Thank you so much for sending that in. We'll dig in

directionless commented 4 months ago

(Our internal discussion https://kolide.slack.com/archives/CGFJY1SP2/p1720636331882499 and some cores in https://kolide.slack.com/archives/CGFJY1SP2/p1720711299172329)
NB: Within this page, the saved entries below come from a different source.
PR #548, opened 2021-06-25
Upgrade to WasmVM v0.15.1

alpe:
Closes #532

- [x] Messages and submessages are merged; the `replyOn` type now got a new "never" case for the fire and forget messages
- [x] `replyOn` is not an integer but supports the Stringer interface (i.e. `.String()`)
- [x] The interface version was bumped from interface_version_5 to interface_version_6 such that CosmWasm 0.15.0 contracts need to be used
- [x] In some Wasm messages "send" was renamed to "funds" for consistency
- [x] The IBC acknowledgement type was changed slightly
- [x] There is a new Gov message (MsgVote) that needs to be connected
- [x] Deserializing contract results now cost gas. This needs to be configured in a new argument of `vm.Execute` and friends. We messed up storing the value in the `vm` instance, such that it needs to be passed to every call. Sorry for that! The deserialization cost is in gas per byte. It is a fraction, so you can use 20/1, 10/1, 1/1, 1/2, 1/30, ... in there.
- [x] Contract responses now contain events. The exiting `Attributes` should go into a main `wasm` event as before. All other events should be added with a `wasm-` prefix on the event type.
- [x] Set correct release version in `go.mod`
- [x] Upgrade Dockerfile with proper version checksum

## Blocker
~~https://github.com/CosmWasm/wasmvm/pull/235~~
~~https://github.com/CosmWasm/wasmvm/issues/236~~

## Inconsistent
https://github.com/CosmWasm/wasmd/issues/552
https://github.com/CosmWasm/wasmd/issues/553

## Improvements:
https://github.com/CosmWasm/wasmvm/issues/239
~~https://github.com/CosmWasm/wasmvm/issues/238~~

PR #559, opened 2021-07-21
Wasmvm upgrade 557

### LINKED ISSUE #557: Update to wasmvm / cosmwasm 0.16
There will be one more update before

Key Changes:
- Lots of changes to the `IbcChannel*Msg` types
- CounterPartyVersion is no longer in `IbcChannel` but in some of those messages
- Change standard `contract_address` event attribute (for `wasm` type) to `_contract_address`.
- Enforce the contract cannot return any `_*` attributes and thus conflict with any special "trusted" attributes from the runtime.
- Handle custom events from `IbcBasicResponse` and `IbcReceiveResponse` (not just attributes)

ethanfrey:
Closes #557 

Currently tested versions:

- Contracts: cosmwasm v0.16.-rc4
- Engine: wasmvm v0.16.0-rc2

Work done:

- [x] Update wasmd and test contracts 
- [x] Lots of changes to the `IbcChannel*Msg` types
- [x] CounterPartyVersion is no longer in `IbcChannel` but in some of those messages
- [x] Change standard `contract_address` event attribute (for `wasm` type) to `_contract_address`.
- [x] Enforce the contract cannot return any `_*` attributes and thus conflict with any special "trusted" attributes from the runtime.
- [x] Handle custom events from `IbcBasicResponse` and `IbcReceiveResponse` (not just attributes)


x/wasm/keeper/events.go
```diff
@@ -50,8 +51,9 @@ func contractSDKEventAttributes(customAttributes []wasmvmtypes.EventAttribute, c
 	attrs := []sdk.Attribute{sdk.NewAttribute(types.AttributeKeyContractAddr, contractAddr.String())}
 	// append attributes from wasm to the sdk.Event
 	for _, l := range customAttributes {
-		// and reserve the contract_address key for our use (not contract)
-		if l.Key != types.AttributeKeyContractAddr {
+		// FIXME: do we want to error here on invalid events
+		// and reserve all _* keys for our use (not contract)
```
webmaster128, line 55: We do!

webmaster128: Same for the min length check in `newCustomEvents` above. Why silently ignore events with invalid type length?

ethanfrey: This was Alex's choice.
I left a message on the v0.15.0 upgrade PR to that effect. (See https://github.com/CosmWasm/wasmd/pull/548#discussion_r674203149 )

I would make that change in a separate PR as it is unrelated to v0.16.0. But good not to miss it.

webmaster128: Could you create a ticket for those two places? Then we can merge here.

x/wasm/keeper/relay.go
```diff
@@ -60,8 +76,20 @@ func (k Keeper) OnConnectChannel(
 	env := types.NewEnv(ctx, contractAddr)
 	querier := k.newQueryHandler(ctx, contractAddr)
 
+	msg := wasmvmtypes.IBCChannelConnectMsg{}
+	if counterpartyVersion == "" {
```
uint, line 80: I don't really know this codebase, but would it be possible to rely on something more meaningful for this?
```go
if msgConfirm {
    // ..
}
```

uint:
LGTM outside of my one comment!

x/wasm/keeper/relay.go
ethanfrey: Good question, captured in https://github.com/CosmWasm/wasmd/issues/561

RebeccaMahany commented 4 months ago

Also followed up in osquery slack: https://osquery.slack.com/archives/C08V7KTJB/p1720792822595459

ankon commented 4 months ago

As far as I can see I cannot access these, so: Let me know if I can be of any help.

Current rough counters:

$ sudo dmesg -T | grep osqueryd  | sed -re 's,  , ,' | cut -f 1,2,3 -d ' '  | sort | uniq -c
     27 [Fri Jul 12
     17 [Sat Jul 13
     29 [Thu Jul 11
     17 [Tue Jul 9
     28 [Wed Jul 10
RebeccaMahany commented 4 months ago

Sorry, closed by accident

RebeccaMahany commented 3 months ago

An issue was opened in osquery here: https://github.com/osquery/osquery/issues/8384

ankon commented 3 months ago

I see things moving in the right direction, but I am having a bit of trouble understanding how many steps are there between "osquery has a (resolved/fixed) issue" and "osquery getting updated for kolide".

Is there a way for me to do the update manually, for instance?

RebeccaMahany commented 3 months ago

@ankon It looks like that fix has not made it into an osquery release yet -- I don't see it in 5.13.0, anyway -- so I don't think there's anything you can do manually at the moment. Will tag in @directionless for a better explanation of the osquery release process than I can give. 🙂

directionless commented 3 months ago

In general, Kolide uses the official osquery releases. This means our process is something like:

  1. Work to fixing osquery
  2. Osquery releases (roughly every 2 months)
  3. Kolide deploys osquery as a beta (roughly 1-2 weeks)
  4. Kolide deploys to stable

In this case, I know that osquery is talking about cutting a 5.13.2 release with this fix. Though I'm delaying that slightly, because there is another linux crash. I would estimate to see an osquery release deployed out in the next 2 weeks.

RebeccaMahany commented 3 months ago

@ankon -- we just released osquery 5.13.1 to stable for Kolide. You should hopefully see this autoupdate about an hour, and it should resolve the segfault issue. Let us know how it works for you!

ankon commented 2 months ago

I can confirm that indeed no more segfaults in my dmesg. Thanks a lot!